I've considered 2 cases: Artworks page (large carrousel from the example) and a default search page (small carrousel).

van-gogh-paintings default-page-search

Architecture

We have the following classes:

  • GoogleSearchPageCrawler - Responsible for receiving a file path, fetching the page HTML and formatting the expected result as JSON
  • GoogleSearchPageCrawler::Parser - Knows how to parse the page DOM. It's parse method returns a GoogleSearchPageCrawler::Parser::Result: a data/value object that uses dry struct. This makes our data structure more explicit and prevents mistyping errors that happens we just use a hash.

Parsing logic

I've tried to make the scraper more error prone by using non obfuscated selectors such as [data-attrid="kc:/visual_art/visual_artist:works"] and looking for text nodes instead of classes or dom hierarchy to search for the name/extensions.

The parse_small_carrousel_artwork and parse_big_carrousel_artwork methods are intentionally kept separate, even though their logic is similar. Both parse the same concept (Result::Artwork), but from different DOM structures. Keeping them distinct ensures that each case retains its own logic and execution strategy.

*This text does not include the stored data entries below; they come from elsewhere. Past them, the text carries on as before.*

PR #216, opened 2024-10-10
feat: Versioned timeouts CIP draft

jcstein:

PR #217, opened 2024-10-10
feat: add six second CIP and compute CIP to ginger draft

jcstein:
## Overview

Updates Ginger Draft from suggestion by @rootulp in https://github.com/celestiaorg/CIPs/pull/216#discussion_r1795485634

Adds CIP-10 to Meta CIP for Ginger network upgrade

### DIFF
--- a/cips/cip-25.md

For now, we're using methods but - if needed in the future - one idea is to split the parsing logic into multiple "sub-classes" instead of methods.

Example: GoogleSearchPageCrawler::Parser::ListResult, GoogleSearchPageCrawler::Parser::Artworks, etc.

Each class could parse a specific part of the page. While not strictly necessary, this approach can reduce cognitive load as the number of desired data grows.
It keeps the code more organized, cohesive and makes it easier to locate and fix a broken parsing rule.

Image parsing

The readme highlights that we have to keep the image attribute for both cases:

  • the base64 encoded image
  • the image link (those that require a click on the "show more" button)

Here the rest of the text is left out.